Freedom Mobile confirmed Tuesday it had a data security breach from late March to late April, but the wireless carrier said only about 15,000 customers were affected – far fewer than an outside research firm’s estimate.
The Calgary-based company – which operates networks in Ontario, Alberta and British Columbia – was apparently warned of the breach by researchers at vpnMentor, which announced it to the press.
The vpnMentor report said two of its researchers, Noam Rotem and Ran Locar, had warned Freedom of their findings on April 17, 18 and 23 but didn’t get a response from the company until April 24.
“For ethical reasons, we didn’t download the database, so we don’t know exactly how many people were affected,” the blog said.
However, the blog was posted under the title “Report: Freedom Mobile Customer Data Breach Exposes 1.5 Million Customers” based on the assumption that hackers could access unencrypted data from all of Freedom’s customer base.
Freedom said in an e-mailed statement that “any reference to 1.5 million customers affected is inaccurate . . . ”
The company said its investigation determined the breach began on March 25 and affected data processed by a new external third-party vendor, Apptium Technologies, that had been hired to streamline its retail customer support.
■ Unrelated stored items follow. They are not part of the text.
Issue #1484, opened 2018-08-26
Enable Flow in test files


IvanGoncharov:
Currently, tests are covering only runtime behavior and not testing Flow types.
So it's very easy to break Flow types for public APIs and have it to pass `yarn t`, e.g. https://github.com/graphql/graphql-js/pull/1483#discussion_r212811061

PR #1533, opened 2018-09-23
Explicitly annotate (@flow/@noflow) every JS file

IvanGoncharov:
It's the first step towards #1484 and also enables additional ESLint rules.

### DIFF
--- a/src/__fixtures__/index.js
+++ b/src/__fixtures__/index.js
@@ -1,3 +1,12 @@
+/**
+ * Copyright (c) 2018-present, Facebook, Inc.
+ *
+ * This source code is licensed under the MIT license found in the
+ * LICENSE file in the root directory of this source tree.
+ *
+ * @flow strict
+ */
+
 import { join } from 'path';
 import { readFileSync } from 'fs';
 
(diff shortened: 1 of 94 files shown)


src/__fixtures__/index.js
```diff
@@ -1,3 +1,12 @@
+/**
+ * Copyright (c) 2018-present, Facebook, Inc.
+ *
+ * This source code is licensed under the MIT license found in the
+ * LICENSE file in the root directory of this source tree.
+ *
+ * @flow strict
+ */
+
```
IvanGoncharov: New ESLint rules helped to detect missing Copyright.

src/language/printer.js
```diff
@@ -3,6 +3,8 @@
  *
  * This source code is licensed under the MIT license found in the
  * LICENSE file in the root directory of this source tree.
+ *
+ * @noflow
```
IvanGoncharov: It's the last non-test file that doesn't cover by Flow.

src/error/__tests__/GraphQLError-test.js
```diff
@@ -3,6 +3,8 @@
  *
  * This source code is licensed under the MIT license found in the
  * LICENSE file in the root directory of this source tree.
+ *
+ * @noflow
```
IvanGoncharov: It allows to easily grep for non-Flow files.

PR #1541, opened 2018-10-02
[RFC] Added support for repeatable directives

OlegIlyenko:
This in an implementation for a spec proposal:

* Spec proposal: [[RFC] Limit directive uniqueness to explicitly marked directives](https://github.com/facebook/graphql/pull/472)
* Original issue: [Limiting the scope of "Directives Are Unique Per Location" validation](https://github.com/facebook/graphql/issues/429)

I think I have covered all places:

* SDL AST & parsing
* Schema printer (based on AST as well as based `GraphQL*` types)
* Introspection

“The internal systems of Freedom Mobile or (parent) Shaw Communications were not compromised as part of this third-party vendor security exposure,” the company said in a statement.
It said the breach affected customers at 17 retail stores who opened or changed accounts as late as April 15 or made changes to opened accounts on April 16. It said the problem was fixed by April 23.
Freedom also said that it had found no evidence, as of Tuesday, that any data has been misused “and we are conducting a full forensic investigation to determine the full scope of impact.”
Valerie Lawton, of the federal privacy commissioner’s office, said in an e-mail that it had received a breach report related to Freedom Mobile late Monday afternoon.
“Canada’s federal private sector privacy law, the Personal Information Protection and Electronic Documents Act (PIPEDA), includes confidentiality provisions and we don’t have further details to offer at this time,” Lawton said.
Under PIPEDA, which was most recently updated in November, private-sector organizations that control personal information must advise the privacy watchdog of breaches that pose a “real risk of significant harm” to individuals.
They must also notify affected individuals about the breaches and keep records.
However, the Canadian law – in contrast to the European Union’s year-old General Data Protection Regulation – provides more flexibility about when organizations inform the Office of the Privacy Commissioner.
Asked why it didn’t disclose close the leak sooner, the company said it took time to verify the legitimacy of the warning and verify details with its third-party vendor.